### Problem requirements:
Gather all lines in the entries below that include the word "opened".

(Records shown begins)

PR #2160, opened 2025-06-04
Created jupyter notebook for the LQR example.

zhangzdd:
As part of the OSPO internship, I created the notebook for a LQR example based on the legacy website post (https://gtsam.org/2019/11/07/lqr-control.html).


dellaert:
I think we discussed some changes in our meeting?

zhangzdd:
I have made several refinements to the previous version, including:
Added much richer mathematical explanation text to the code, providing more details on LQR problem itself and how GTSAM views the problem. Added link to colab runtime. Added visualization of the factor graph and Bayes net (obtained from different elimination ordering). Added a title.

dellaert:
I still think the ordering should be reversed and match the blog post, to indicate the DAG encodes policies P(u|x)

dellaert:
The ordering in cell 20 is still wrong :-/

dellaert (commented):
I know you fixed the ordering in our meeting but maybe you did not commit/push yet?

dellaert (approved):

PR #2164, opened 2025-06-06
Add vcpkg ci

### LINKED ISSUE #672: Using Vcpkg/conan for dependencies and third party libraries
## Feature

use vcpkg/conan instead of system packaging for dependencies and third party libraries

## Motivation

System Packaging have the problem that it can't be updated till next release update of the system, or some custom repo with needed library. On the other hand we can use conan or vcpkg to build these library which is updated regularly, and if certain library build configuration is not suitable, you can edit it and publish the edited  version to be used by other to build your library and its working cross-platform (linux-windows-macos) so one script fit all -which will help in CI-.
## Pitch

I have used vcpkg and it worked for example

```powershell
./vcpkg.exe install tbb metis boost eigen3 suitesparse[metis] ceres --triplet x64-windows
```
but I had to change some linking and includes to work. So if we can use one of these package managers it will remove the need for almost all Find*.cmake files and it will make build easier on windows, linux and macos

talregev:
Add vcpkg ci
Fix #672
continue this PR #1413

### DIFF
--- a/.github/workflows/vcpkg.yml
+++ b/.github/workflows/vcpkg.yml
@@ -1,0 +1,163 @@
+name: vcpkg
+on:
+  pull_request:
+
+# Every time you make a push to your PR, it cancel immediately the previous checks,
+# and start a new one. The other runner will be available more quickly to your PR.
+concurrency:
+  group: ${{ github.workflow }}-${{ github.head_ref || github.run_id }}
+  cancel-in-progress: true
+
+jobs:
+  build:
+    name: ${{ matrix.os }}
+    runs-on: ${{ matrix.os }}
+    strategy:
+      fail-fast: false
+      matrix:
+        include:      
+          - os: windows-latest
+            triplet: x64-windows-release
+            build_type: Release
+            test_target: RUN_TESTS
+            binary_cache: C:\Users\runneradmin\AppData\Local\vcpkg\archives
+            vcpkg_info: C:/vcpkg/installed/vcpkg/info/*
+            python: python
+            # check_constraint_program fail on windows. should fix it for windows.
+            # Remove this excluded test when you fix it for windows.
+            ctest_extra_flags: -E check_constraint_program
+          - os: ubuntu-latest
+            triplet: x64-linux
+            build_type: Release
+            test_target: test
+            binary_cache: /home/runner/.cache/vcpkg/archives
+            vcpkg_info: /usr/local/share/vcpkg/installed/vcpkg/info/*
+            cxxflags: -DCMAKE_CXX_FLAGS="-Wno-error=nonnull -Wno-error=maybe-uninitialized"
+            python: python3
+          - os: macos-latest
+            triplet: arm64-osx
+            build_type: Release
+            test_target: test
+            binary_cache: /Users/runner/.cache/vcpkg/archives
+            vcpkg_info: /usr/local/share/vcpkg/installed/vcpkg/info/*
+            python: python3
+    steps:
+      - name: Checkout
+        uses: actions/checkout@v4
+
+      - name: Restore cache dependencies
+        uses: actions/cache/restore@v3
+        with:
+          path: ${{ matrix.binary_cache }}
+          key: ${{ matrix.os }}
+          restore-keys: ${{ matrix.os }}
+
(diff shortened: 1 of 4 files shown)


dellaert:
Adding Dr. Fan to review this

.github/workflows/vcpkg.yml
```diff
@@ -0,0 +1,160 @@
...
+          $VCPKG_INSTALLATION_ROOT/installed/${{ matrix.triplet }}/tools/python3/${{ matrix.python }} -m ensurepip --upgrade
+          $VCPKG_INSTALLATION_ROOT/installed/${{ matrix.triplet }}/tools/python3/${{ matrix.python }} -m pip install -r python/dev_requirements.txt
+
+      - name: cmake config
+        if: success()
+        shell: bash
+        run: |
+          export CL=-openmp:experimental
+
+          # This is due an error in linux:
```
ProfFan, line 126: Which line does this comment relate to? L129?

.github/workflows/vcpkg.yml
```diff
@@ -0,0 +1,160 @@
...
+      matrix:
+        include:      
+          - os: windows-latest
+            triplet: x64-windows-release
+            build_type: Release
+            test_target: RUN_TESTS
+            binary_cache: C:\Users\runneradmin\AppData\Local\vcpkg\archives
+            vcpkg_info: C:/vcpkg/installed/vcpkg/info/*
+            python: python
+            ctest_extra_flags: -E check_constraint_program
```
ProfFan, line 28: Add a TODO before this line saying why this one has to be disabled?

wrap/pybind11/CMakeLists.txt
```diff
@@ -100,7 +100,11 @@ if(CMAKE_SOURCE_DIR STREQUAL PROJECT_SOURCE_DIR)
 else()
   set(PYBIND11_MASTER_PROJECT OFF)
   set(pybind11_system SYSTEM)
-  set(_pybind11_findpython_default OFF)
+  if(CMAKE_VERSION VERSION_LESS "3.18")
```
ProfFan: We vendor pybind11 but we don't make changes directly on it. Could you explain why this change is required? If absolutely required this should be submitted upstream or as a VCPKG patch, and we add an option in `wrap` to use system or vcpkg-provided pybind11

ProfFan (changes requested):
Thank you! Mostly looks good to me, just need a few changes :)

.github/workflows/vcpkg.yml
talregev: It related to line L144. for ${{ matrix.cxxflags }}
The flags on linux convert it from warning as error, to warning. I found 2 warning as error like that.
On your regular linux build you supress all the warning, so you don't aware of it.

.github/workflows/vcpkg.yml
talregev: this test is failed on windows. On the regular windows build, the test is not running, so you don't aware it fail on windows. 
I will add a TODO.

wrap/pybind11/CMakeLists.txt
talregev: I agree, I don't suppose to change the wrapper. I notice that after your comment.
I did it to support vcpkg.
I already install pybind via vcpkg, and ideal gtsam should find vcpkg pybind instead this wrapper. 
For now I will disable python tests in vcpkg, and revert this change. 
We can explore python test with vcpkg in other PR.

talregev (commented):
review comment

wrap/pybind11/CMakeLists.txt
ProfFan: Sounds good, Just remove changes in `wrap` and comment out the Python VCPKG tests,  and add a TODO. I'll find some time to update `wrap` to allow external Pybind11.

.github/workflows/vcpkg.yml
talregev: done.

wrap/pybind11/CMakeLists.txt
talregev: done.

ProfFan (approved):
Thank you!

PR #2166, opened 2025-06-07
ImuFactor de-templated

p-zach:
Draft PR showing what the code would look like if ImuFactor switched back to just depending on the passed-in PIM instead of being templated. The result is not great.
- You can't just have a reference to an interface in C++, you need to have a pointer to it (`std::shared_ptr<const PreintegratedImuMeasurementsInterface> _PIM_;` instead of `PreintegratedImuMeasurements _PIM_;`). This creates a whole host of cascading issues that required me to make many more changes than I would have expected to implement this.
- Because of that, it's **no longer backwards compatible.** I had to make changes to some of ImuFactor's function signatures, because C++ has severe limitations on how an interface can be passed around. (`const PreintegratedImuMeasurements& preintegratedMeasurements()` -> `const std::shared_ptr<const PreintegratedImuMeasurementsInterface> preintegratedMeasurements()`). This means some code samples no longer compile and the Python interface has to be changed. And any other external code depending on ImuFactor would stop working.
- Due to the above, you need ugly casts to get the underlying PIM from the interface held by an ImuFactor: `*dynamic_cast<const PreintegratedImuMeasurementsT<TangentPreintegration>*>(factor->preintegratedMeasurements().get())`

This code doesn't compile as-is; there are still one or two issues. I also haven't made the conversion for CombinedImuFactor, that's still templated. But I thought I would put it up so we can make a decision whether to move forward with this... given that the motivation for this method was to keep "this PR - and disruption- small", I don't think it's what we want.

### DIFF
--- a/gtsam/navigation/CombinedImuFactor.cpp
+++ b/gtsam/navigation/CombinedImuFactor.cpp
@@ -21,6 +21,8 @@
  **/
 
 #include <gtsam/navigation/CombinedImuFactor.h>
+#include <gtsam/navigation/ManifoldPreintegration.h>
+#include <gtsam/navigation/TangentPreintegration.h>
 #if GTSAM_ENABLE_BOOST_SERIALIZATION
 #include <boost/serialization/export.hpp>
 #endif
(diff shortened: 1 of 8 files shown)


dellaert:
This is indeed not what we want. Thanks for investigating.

(Records shown ends)

### Response below:
PR #2160, opened 2025-06-04
PR #2164, opened 2025-06-06
PR #2166, opened 2025-06-07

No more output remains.